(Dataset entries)
▽
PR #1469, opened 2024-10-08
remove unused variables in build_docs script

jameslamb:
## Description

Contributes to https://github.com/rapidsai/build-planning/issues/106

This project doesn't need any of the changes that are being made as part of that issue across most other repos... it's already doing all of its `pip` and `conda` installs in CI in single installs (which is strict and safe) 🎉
△
When you output the entries, keep every line exactly as it appears above.

PR #1469, opened 2024-10-08
remove unused variables in build_docs script

jameslamb:
## Description

Contributes to https://github.com/rapidsai/build-planning/issues/106

This project doesn't need any of the changes that are being made as part of that issue across most other repos... it's already doing all of its `pip` and `conda` installs in CI in single installs (which is strict and safe) 🎉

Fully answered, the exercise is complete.